# What the exercise asks
Your job is to retype the whole listing exactly.

# Records for this exercise
== Segment start ==

PR #7115, opened 2026-08-25
fix(storage): handle multi-file download errors (e.g. 403 Glacier)

mwellmn:
#### Description of changes

Adds a response-status check to the multi-file (zip) download handler so that non-OK HTTP responses are surfaced as errors instead of being silently written into the downloaded archive.

Previously, download() in zipdownload.ts passed the fetch response body straight to the zip writer without checking `response.ok`. When S3 returned an error for an object — for example a 403 for an object in Glacier / Glacier Deep Archive storage that hasn't been restored — the error response body (XML error payload) was zipped into the archive as if it were the file's contents. The user got a "successful" download containing a corrupt/garbage file rather than a clear failure.

1. In a Storage Browser multi-file download, include an object that returns a non-OK response (e.g. a 403 from an unrestored Glacier object).
2. Before: the archive downloads "successfully" but the affected file contains the S3 error XML.
3. After: the download for that key throws failed to download; the rest of the batch is unaffected.

#### Checklist

- [x] PR description included

### DIFF
--- a/packages/react-storage/src/components/StorageBrowser/actions/handlers/__tests__/zipdownload.spec.ts
+++ b/packages/react-storage/src/components/StorageBrowser/actions/handlers/__tests__/zipdownload.spec.ts
@@ -137,6 +137,9 @@ describe('zipDownloadHandler', () => {
     mockGetUrl.mockResolvedValue({ expiresAt, url });
 
     globalThis.fetch = jest.fn().mockResolvedValue({
+      ok: true,
+      status: 200,
+      statusText: 'OK',
       headers: { get: (h: string) => (h === 'content-length' ? '100' : null) },
       body: new ReadableStream({
         start(ctrl) {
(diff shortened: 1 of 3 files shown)


packages/react-storage/src/components/StorageBrowser/actions/handlers/__tests__/zipdownload.spec.ts
```diff
@@ -229,6 +232,55 @@ describe('zipDownloadHandler', () => {
     });
   });
 
+  it('marks a non-ok response (e.g. 403 Glacier) FAILED without blocking the rest of the batch', async () => {
```
osama-rizk, line 235: This test is good — it asserts the FAILED result shape and batch isolation — but it verifies the *result status*, not the behavior the fix actually exists to prevent. A few gaps worth closing:

1. **The core symptom isn't directly asserted (the one I'd add).** The bug is that the error-response body gets written into the zip as file content. This test infers "not zipped" from `status: 'FAILED'`, but never asserts that no zip entry was created for the failed key. Since the `!response.ok` throw happens *before* the `ZipWriter.add`, a direct assertion — the zip writer's `add` was not called for `prefix/archived` (or the resulting archive contains only the successful key) — would pin the actual defect rather than a proxy for it.

2. **Sequential, not concurrent.** `file1` and `file2` are invoked one after the other (`await r1`, then `r2`), so this doesn't exercise a real in-flight batch with a live abort signal. Adequate today because the error path never aborts `batchAbort`, but it wouldn't catch a future regression that made a per-file failure cancel the batch.

3. **Not covered:** the empty-`statusText` path (HTTP/2 responses carry no reason phrase, so the message renders `Failed to download prefix/archived: 403 ` with a trailing space), and whether the successful sibling's bytes actually land in the archive (`r2` asserts `COMPLETE`, not content).

None block the fix — it's verified correct — but (1) in particular would make the test guard the thing the PR is about.

osama-rizk (commented):
Reviewed the fix end to end — correct and well-placed: the `response.ok` throw lands before any zip entry is created (so no error body is written into the archive), and I confirmed the error path never touches `batchAbort`, so sibling downloads are genuinely unaffected as the description claims. Recommend approve. One note on test coverage inline.

osama-rizk (dismissed):
Approving. The fix is correct and minimal — the `response.ok` throw fires before any zip entry is created, and the error path never touches `batchAbort`, so sibling downloads are unaffected. The follow-up commit addresses the test-coverage note directly: the `mockAddedFilenames` assertions now pin the no-error-body-in-zip behavior itself (not just the FAILED status), and the added concurrent-dispatch test covers batch isolation. Thanks for the thorough follow-up.

packages/react-storage/src/components/StorageBrowser/actions/handlers/__tests__/zipdownload.spec.ts
mwellmn: Added/updated tests to address most of these gaps.

The only one I didn't address is the trailing white space with empty `statusText`. We're not currently surfacing these messages directly to the customer so I don't think it adds much value. If we do want to show it to the customer we may want to use the error `message` instead which is more likely to have actionable guidance, but that can be a separate discussion for future consideration.

osama-rizk (dismissed):

packages/react-storage/src/components/StorageBrowser/actions/handlers/zipdownload.ts
```diff
@@ -236,6 +236,11 @@ const download = async (
     mode: 'cors',
     signal: state.batchAbort.signal,
   });
+  if (!response.ok) {
+    throw new Error(
+      `Failed to download ${key}: ${response.status} ${response.statusText}`
+    );
+  }
```
bobbor, line 245: nit (non-blocking): the non-OK response carries a body (S3 error XML) that is never consumed — throwing leaves it unread, which can delay connection reuse under HTTP/1.1 keep-alive. Cheap to drain before throwing:

```suggestion
  if (!response.ok) {
    // Release the connection — the error body (S3 error XML) is never consumed.
    response.body?.cancel().catch(() => {});
    throw new Error(
      `Failed to download ${key}: ${response.status} ${response.statusText}`
    );
  }
```

bobbor (dismissed):
Approving — the guard is correctly placed (fires before `zipWriter.add`, so no dangling entry and batch finalization accounting in `onFileSettled` is unaffected) and the error path never touches `batchAbort`, so sibling downloads continue. Approval is contingent on @osama-rizk's review feedback being addressed, which the follow-up commit does.

One non-blocking nit inline. We also looked at the all-files-fail scenario (empty zip still downloads) — that's pre-existing behavior in the settlement logic, out of scope here; will be tracked as a follow-up.

packages/react-storage/src/components/StorageBrowser/actions/handlers/zipdownload.ts
mwellmn: Tested locally. It's a good suggestion, applying the change.

osama-rizk (approved):

bobbor (approved):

== Segment end ==

# Task output
PR #7115, opened 2026-08-25
fix(storage): handle multi-file download errors (e.g. 403 Glacier)

mwellmn:
#### Description of changes

Adds a response-status check to the multi-file (zip) download handler so that non-OK HTTP responses are surfaced as errors instead of being silently written into the downloaded archive.

Previously, download() in zipdownload.ts passed the fetch response body straight to the zip writer without checking `response.ok`. When S3 returned an error for an object — for example a 403 for an object in Glacier / Glacier Deep Archive storage that hasn't been restored — the error response body (XML error payload) was zipped into the archive as if it were the file's contents. The user got a "successful" download containing a corrupt/garbage file rather than a clear failure.

1. In a Storage Browser multi-file download, include an object that returns a non-OK response (e.g. a 403 from an unrestored Glacier object).
2. Before: the archive downloads "successfully" but the affected file contains the S3 error XML.
3. After: the download for that key throws failed to download; the rest of the batch is unaffected.

#### Checklist

- [x] PR description included

### DIFF
--- a/packages/react-storage/src/components/StorageBrowser/actions/handlers/__tests__/zipdownload.spec.ts
+++ b/packages/react-storage/src/components/StorageBrowser/actions/handlers/__tests__/zipdownload.spec.ts
@@ -137,6 +137,9 @@ describe('zipDownloadHandler', () => {
     mockGetUrl.mockResolvedValue({ expiresAt, url });
 
     globalThis.fetch = jest.fn().mockResolvedValue({
+      ok: true,
+      status: 200,
+      statusText: 'OK',
       headers: { get: (h: string) => (h === 'content-length' ? '100' : null) },
       body: new ReadableStream({
         start(ctrl) {
(diff shortened: 1 of 3 files shown)


packages/react-storage/src/components/StorageBrowser/actions/handlers/__tests__/zipdownload.spec.ts
```diff
@@ -229,6 +232,55 @@ describe('zipDownloadHandler', () => {
     });
   });
 
+  it('marks a non-ok response (e.g. 403 Glacier) FAILED without blocking the rest of the batch', async () => {
```
osama-rizk, line 235: This test is good — it asserts the FAILED result shape and batch isolation — but it verifies the *result status*, not the behavior the fix actually exists to prevent. A few gaps worth closing:

1. **The core symptom isn't directly asserted (the one I'd add).** The bug is that the error-response body gets written into the zip as file content. This test infers "not zipped" from `status: 'FAILED'`, but never asserts that no zip entry was created for the failed key. Since the `!response.ok` throw happens *before* the `ZipWriter.add`, a direct assertion — the zip writer's `add` was not called for `prefix/archived` (or the resulting archive contains only the successful key) — would pin the actual defect rather than a proxy for it.

2. **Sequential, not concurrent.** `file1` and `file2` are invoked one after the other (`await r1`, then `r2`), so this doesn't exercise a real in-flight batch with a live abort signal. Adequate today because the error path never aborts `batchAbort`, but it wouldn't catch a future regression that made a per-file failure cancel the batch.

3. **Not covered:** the empty-`statusText` path (HTTP/2 responses carry no reason phrase, so the message renders `Failed to download prefix/archived: 403 ` with a trailing space), and whether the successful sibling's bytes actually land in the archive (`r2` asserts `COMPLETE`, not content).

None block the fix — it's verified correct — but (1) in particular would make the test guard the thing the PR is about.

osama-rizk (commented):
Reviewed the fix end to end — correct and well-placed: the `response.ok` throw lands before any zip entry is created (so no error body is written into the archive), and I confirmed the error path never touches `batchAbort`, so sibling downloads are genuinely unaffected as the description claims. Recommend approve. One note on test coverage inline.

osama-rizk (dismissed):
Approving. The fix is correct and minimal — the `response.ok` throw fires before any zip entry is created, and the error path never touches `batchAbort`, so sibling downloads are unaffected. The follow-up commit addresses the test-coverage note directly: the `mockAddedFilenames` assertions now pin the no-error-body-in-zip behavior itself (not just the FAILED status), and the added concurrent-dispatch test covers batch isolation. Thanks for the thorough follow-up.

packages/react-storage/src/components/StorageBrowser/actions/handlers/__tests__/zipdownload.spec.ts
mwellmn: Added/updated tests to address most of these gaps.

The only one I didn't address is the trailing white space with empty `statusText`. We're not currently surfacing these messages directly to the customer so I don't think it adds much value. If we do want to show it to the customer we may want to use the error `message` instead which is more likely to have actionable guidance, but that can be a separate discussion for future consideration.

osama-rizk (dismissed):

packages/react-storage/src/components/StorageBrowser/actions/handlers/zipdownload.ts
```diff
@@ -236,6 +236,11 @@ const download = async (
     mode: 'cors',
     signal: state.batchAbort.signal,
   });
+  if (!response.ok) {
+    throw new Error(
+      `Failed to download ${key}: ${response.status} ${response.statusText}`
+    );
+  }
```
bobbor, line 245: nit (non-blocking): the non-OK response carries a body (S3 error XML) that is never consumed — throwing leaves it unread, which can delay connection reuse under HTTP/1.1 keep-alive. Cheap to drain before throwing:

```suggestion
  if (!response.ok) {
    // Release the connection — the error body (S3 error XML) is never consumed.
    response.body?.cancel().catch(() => {});
    throw new Error(
      `Failed to download ${key}: ${response.status} ${response.statusText}`
    );
  }
```

bobbor (dismissed):
Approving — the guard is correctly placed (fires before `zipWriter.add`, so no dangling entry and batch finalization accounting in `onFileSettled` is unaffected) and the error path never touches `batchAbort`, so sibling downloads continue. Approval is contingent on @osama-rizk's review feedback being addressed, which the follow-up commit does.

One non-blocking nit inline. We also looked at the all-files-fail scenario (empty zip still downloads) — that's pre-existing behavior in the settlement logic, out of scope here; will be tracked as a follow-up.

packages/react-storage/src/components/StorageBrowser/actions/handlers/zipdownload.ts
mwellmn: Tested locally. It's a good suggestion, applying the change.

osama-rizk (approved):

bobbor (approved):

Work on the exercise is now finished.